(The data begins)
PR #1150, opened 2019-07-01
Cell fracs sort

zxkjack123:
This PR changes the default sequence of the `cell_fracs`. Sorting the `cell_fracs` according to the order of ['idx', 'vol_frac`]. Therefore, the cells with larger volume fractions are in front of the cells with smaller cell fractions. By applying this change, the speed of source sampling would be faster.

Take sampling the photon source in a voxel as an example, assuming the cell volume fractions is `[f1, f2, ..., fn]`, where `f1 + f2 + ... + fn = 1` adn `fi >= 0`.
When sampling a source particle, the code will iterate each cell and check whether the source particle located in the chosen cell. The expectation of the iterate/check times is: `1 * f1 + 2 * f2 + ... + n * fn`. It is the dot prodct of two series: `[1, 2, ..., n]` and `[f1, f2, ..., fn]`. According to the [rearrangement inequality](https://en.wikipedia.org/wiki/Rearrangement_inequality), the minimum value is when the `[f1, f2, ..., fn]` is a decreasing series. Therefore,  sort the `cell_fracs` by decreasing order of `vol_frac` could reduce the check time of source sampling.

Major changes:
- Sort the `cell_fracs` by the order of ascending `idx` and descending `vol_frac`.
- Add a test to show the sorting results.


gonuke:
Is there a test?  The changes in the tests don’t look sorted to me.  Do you want/need to reverse the sort order?

zxkjack123:
@gonuke The original sort order of `cell_fracs` is `[idx, cell_number]`, now the sort order is `[idx, vol_frac]`. The aim of this change is to reduce the iterate/check time in source sampling.

Take sampling the photon source in a voxel as an example, assuming the cell volume fractions is `[f1, f2, ..., fn]`, where `f1 + f2 + ... + fn = 1` adn `fi >= 0`.
When sampling a source particle, the code will iterate each cell and check whether the source particle located in the chosen cell. The expectation of the iterate/check times is: `1 * f1 + 2 * f2 + ... + n * fn`. It is the dot prodct of two series: `[1, 2, ..., n]` and `[f1, f2, ..., fn]`. According to the [rearrangement inequality](https://en.wikipedia.org/wiki/Rearrangement_inequality), the minimum value is when the `[f1, f2, ..., fn]` is a decreasing series. Therefore,  sort the `cell_fracs` by decreasing order of `vol_frac` could reduce the check time of source sampling.

zxkjack123:
Working on the test of sorting.

zxkjack123:
Added a test to demonstrate the sort.

pyne/mesh.py
```diff
@@ -1658,3 +1660,46 @@ def step(self, num_steps):
...
+    num_vol_elements: int
+        number of volume elements.
+
+    Returns
+    -------
+    cell_fracs : structured array
+        Sorted cell_fracs.
+    """
+    # sort ascending along idx and vol_frac
+    cell_fracs.sort(order=['idx', 'vol_frac'])
```
pshriwise, line 1695: Another option here might be to temporarily multiply the volume fractions by `-1.0` to simplify this function and still get an effective reversed sort on the volume fracs. This way the entire body of this function would be:

```
cell_fracs['vol_frac'] *= -1.0
cell_fracs.sort(order=['idx', 'vol_frac'])
cell_fracs['vol_frac'] *= -1.0
```

There also might be some specialized method to sort a single field in reverse, but this should work fine for this case I think.

pshriwise (changes requested):
Just one small comment on making the sorting function a little cleaner.

pyne/mesh.py
zxkjack123: Good idea. Suggestion adopted in d3975ab.

pyne/mesh.py
```diff
@@ -1395,8 +1395,10 @@ def tag_cell_fracs(self, cell_fracs):
             cell changing fastest.
 
         """
-
         num_vol_elements = len(self)
+        # sort cell_fracs
+        cell_fracs = _cell_fracs_sort_vol_frac_reverse(cell_fracs, num_vol_elements)
+        #cell_fracs.sort(order=['idx', 'vol_frac'])
```
pshriwise: This commented line can probably go, yeah?

pyne/mesh.py
pshriwise: A few comments about why the values are being modified and replaced here might be nice.

pyne/mesh.py
zxkjack123: Yes, removed this comment in 5abacf8.

gonuke:
Thanks @zxkjack123 - this looks like a good change

gonuke:
It seems like you addressed @pshriwise request - so I'll merge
(The data ends)
The required output is the exact run of lines from the beginning of the records to the line with "in source sampling.", that line included.

PR #1150, opened 2019-07-01
Cell fracs sort

zxkjack123:
This PR changes the default sequence of the `cell_fracs`. Sorting the `cell_fracs` according to the order of ['idx', 'vol_frac`]. Therefore, the cells with larger volume fractions are in front of the cells with smaller cell fractions. By applying this change, the speed of source sampling would be faster.

Take sampling the photon source in a voxel as an example, assuming the cell volume fractions is `[f1, f2, ..., fn]`, where `f1 + f2 + ... + fn = 1` adn `fi >= 0`.
When sampling a source particle, the code will iterate each cell and check whether the source particle located in the chosen cell. The expectation of the iterate/check times is: `1 * f1 + 2 * f2 + ... + n * fn`. It is the dot prodct of two series: `[1, 2, ..., n]` and `[f1, f2, ..., fn]`. According to the [rearrangement inequality](https://en.wikipedia.org/wiki/Rearrangement_inequality), the minimum value is when the `[f1, f2, ..., fn]` is a decreasing series. Therefore,  sort the `cell_fracs` by decreasing order of `vol_frac` could reduce the check time of source sampling.

Major changes:
- Sort the `cell_fracs` by the order of ascending `idx` and descending `vol_frac`.
- Add a test to show the sorting results.


gonuke:
Is there a test?  The changes in the tests don’t look sorted to me.  Do you want/need to reverse the sort order?

zxkjack123:
@gonuke The original sort order of `cell_fracs` is `[idx, cell_number]`, now the sort order is `[idx, vol_frac]`. The aim of this change is to reduce the iterate/check time in source sampling.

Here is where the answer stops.